Rising Junior Awarded Critical Language Scholarship
By Heidi OpdykeMedia Inquiries
Roni Sosis, a rising junior at Carnegie Mellon University, has won a U.S. Department of State Critical Language Scholarship (CLS).
In a normal year, Sosis would be heading abroad for eight to 10 weeks while studying Arabic, one of 15 languages the program supports students to study. This year, 2020 summer trips have been suspended in accordance with government travel advisories related to the COVID-19 pandemic.
"Although CLS has had to suspend in-country programming due to COVID-19, Roni will be able to participate in virtual programming and earn CLS Alumni status, which includes federal hiring preferences, said Richelle Bernazzoli, associate director of Undergraduate Research and National Fellowships at CMU. "We are very excited for them."
CMU has been home to 13 students who have been awarded 15 Critical Language Scholarships since the program's inception in 2008. Susan Polanksy, head of the Modern Languages Department said that the awards have been very meaningful to the recipients.
"What an important opportunity the CLS Program offers to students to build on their already impressive skills and experiences as passionate learners," Polansky said. "Study of additional languages and engagement with other cultures open ways to learn more about oneself and others, and to gain understanding of diverse perspectives. How crucial these abilities are in our linguistically and culturally complex world!"

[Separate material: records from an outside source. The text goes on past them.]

PR #2958, opened 2025-09-08
core: Fix integer/float comparison

### LINKED ISSUE #2957: where x <= -0.0 doesnt include rows where x is 0
refer https://github.com/tursodatabase/turso/pull/2948#issuecomment-3264742486 and test run - https://github.com/tursodatabase/turso/actions/runs/17540110735/job/49810242743

Pavan-Nambi:
closes #2957

### DIFF
--- a/testing/compare.test
+++ b/testing/compare.test
@@ -254,3 +254,21 @@ foreach {testname lhs rhs ans} {
 } {
   do_execsql_test compare-is-not-$testname "SELECT $lhs is not $rhs" $::ans
 }
+
+# github-issue: 2957.
+do_execsql_test compare-int-float-setup {
+  CREATE TABLE t1(i INTEGER);
+  INSERT INTO t1 VALUES (0), (-1), (1);
+} {}
+
+do_execsql_test compare-int-float-lte-negative-zero {
+  SELECT i FROM t1 WHERE i <= -0.0 ORDER BY i;
+} {-1 0}
+
+do_execsql_test compare-int-float-lt-negative-zero {
+  SELECT i FROM t1 WHERE i < -0.0 ORDER BY i;
+} {-1}
+
+do_execsql_test compare-int-float-cleanup {
+  DROP TABLE t1;
+} {}
--- a/core/types.rs
+++ b/core/types.rs
@@ -706,8 +706,12 @@ impl PartialOrd<Value> for Value {
     fn partial_cmp(&self, other: &Self) -> Option<std::cmp::Ordering> {
         match (self, other) {
             (Self::Integer(int_left), Self::Integer(int_right)) => int_left.partial_cmp(int_right),
-            (Self::Float(float), Self::Integer(int)) => Some(int_float_cmp(*int, *float).reverse()),
-            (Self::Integer(int), Self::Float(float)) => Some(int_float_cmp(*int, *float)),
+            (Self::Float(float), Self::Integer(int)) => {
+                Some(sqlite_int_float_compare(*int, *float).reverse())
+            }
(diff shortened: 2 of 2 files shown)


TcMits:
@Pavan-Nambi i think your code should be here https://github.com/tursodatabase/turso/blob/01879144b6d127a2c082efc6d5b3345e7ac70101/core/types.rs#L704-L735

TcMits:
and don't forget to add tests

Pavan-Nambi:
> @Pavan-Nambi i think your code should be here
> 
> https://github.com/tursodatabase/turso/blob/01879144b6d127a2c082efc6d5b3345e7ac70101/core/types.rs#L704-L735

@TcMits this probably a stupid thing to ask but just to make sure that i understand this correctly - what difference would that make? - single source of comparisons?

TcMits:
@Pavan-Nambi i mean you should fix `PartialOrd` if you are trying to fix comparison code between two `Value`.

If we have both `compare_numeric` and `PartialOrd`, what happen if we forgot to call `compare_numeric`?

Pavan-Nambi:
Oh yeah hm that makes sense, thanks

Pavan-Nambi:
> and don't forget to add tests

I was little bit confused about this -  i mean i was like i think we r removing testingdb? so i didn't , should these tests go to testing/?

TcMits:
> I was little bit confused about this - i mean i was like i think we r removing testingdb? so i didn't , should these tests go to testing/?

you can add some simple tests comparing between 2 `Value` without db, or maybe @jussisaurio can comment on this.

Pavan-Nambi:
For now i added tests in `testing/` btw do u think we can compleltely discard `int_float_cmp`? we have `sqlite_int_float_compare`  - both do mostly same thing but `sqlite_int_float_compare` is more compatible with sqlite 

@TcMits

TcMits:
@Pavan-Nambi maybe you can check `git blame` first to know why we have both 😄

Pavan-Nambi:
`int_float_cmp` is introduced in https://github.com/tursodatabase/turso/pull/2929/ recently ig few days back

TcMits:
hmmm maybe @levydsa didn't know `sqlite_int_float_compare` exists

Pavan-Nambi:
Yeah maybe, i tried running tests without it locally - no tests failed. - `cargo test` and `make test`

testing/compare.test
```diff
@@ -253,4 +253,22 @@ foreach {testname lhs rhs ans} {
    text-text-2                'a'       'a'    0
 } {
   do_execsql_test compare-is-not-$testname "SELECT $lhs is not $rhs" $::ans
-}
\ No newline at end of file
+}
+
+# github-issue: 2957.
+do_execsql_test compare-int-float-setup {
```
jussisaurio, line 259: can you do this using

```
do_execsql_test_on_specific_db {:memory:} test-name {
  ...
}
```

instead, so that no cleanup is needed?

levydsa:
> hmmm maybe @levydsa didn't know `sqlite_int_float_compare` exists

Yep, the previous implementation just compared them by converting the int to a float, so I assumed the functionality wasn't implemented.

testing/compare.test
Pavan-Nambi: Will update tomorrow, sorry for late reply, missed notification.

penberg:
@Pavan-Nambi I cleaned up the tests in https://github.com/tursodatabase/turso/commit/f3ee355fa1c4107c8f6d73e9218fc66540773bff. Thanks for the fix!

Grantees will be allowed to reapply for the next cycle for travel, as well. Because the program is remote, Sosis, who is dual majoring in global studies and creative writing with an Arabic Studies minor, is working on a novel about a queer Jewish boy struggling to fit in this summer with guidance from Sharon Dilworth through the summer course "Fiction Workshop-Advancing Narratives."
Joseph Schaefer, a Ph.D. student in second language acquisition and an Arabic instructor, encouraged Sosis to apply after seeing how their drive, passion and perspective opens others up to a more enlightened and harmonious view of the world.
"Roni is a dedicated learner, astute linguist, team player and brilliant thinker. They have proven themselves as someone especially concerned with all things related to constructive social engagements in their local community and internationally," Schaefer said. "Roni has mastered a formula for using their unique background to build social bridges, both locally and globally, with people who may initially see them as different but quickly learn otherwise."
Sosis is an active part of CMU's community. They currently serve as the chairperson of The Council of Religious Students (CoRS), which fosters an inclusive and empowering faith community through initiatives that enrich connections among religious communities, build mutually inspiring relationships, and develop understanding and respect toward religious identities on campus. Sosis spent several years growing up in Israel.
"For me it's more about why I wanted to learn Arabic," said Sosis, who is Jewish and involved in student groups like Hillel JUC and Chabad. "It's a show of respect to reach out to people in their own language. Especially in Israel where Hebrew is the de facto language. To be able to speak to people in their native tongue and in the words they're more comfortable with is a wonderful thing."
Sosis is considering different career paths, including pursuing a Ph.D. on the historical relationships between Jewish and Arabic communities.
"Because I do have access to Hebrew texts, I would like to read Arabic ones as well," they said.
Sosis also is pursuing a career in creative writing.
"The creative writing faculty has been astoundingly supportive to help me reach my goals," they said. "To be able to write about people's experiences around the world would be just amazing."
In applying for the CLS Scholarship and other opportunities, Sosis said they have had support from the Fellowships and Scholarship Office, the Academic Advisory Center in the Dietrich College of Humanities and Social Sciences and Study Abroad. Among their accolades, Sosis was selected for the Division of Student Affairs' IMPAQT program, which provides weeklong exchange opportunities for students from Pittsburgh and Carnegie Mellon in Qatar campuses.
"We didn't get to go to Qatar, but the students at CMU-Q were able to come to Pittsburgh, which was amazing," they said.
While COVID-19 has Sosis' plans for study abroad on hold, they still have sights on going overseas next fall.
"Study abroad enables me to fully immerse myself in culture abroad, challenge myself and open myself up to the diversity of human experiences around the world in a meaningful way," Sosis said.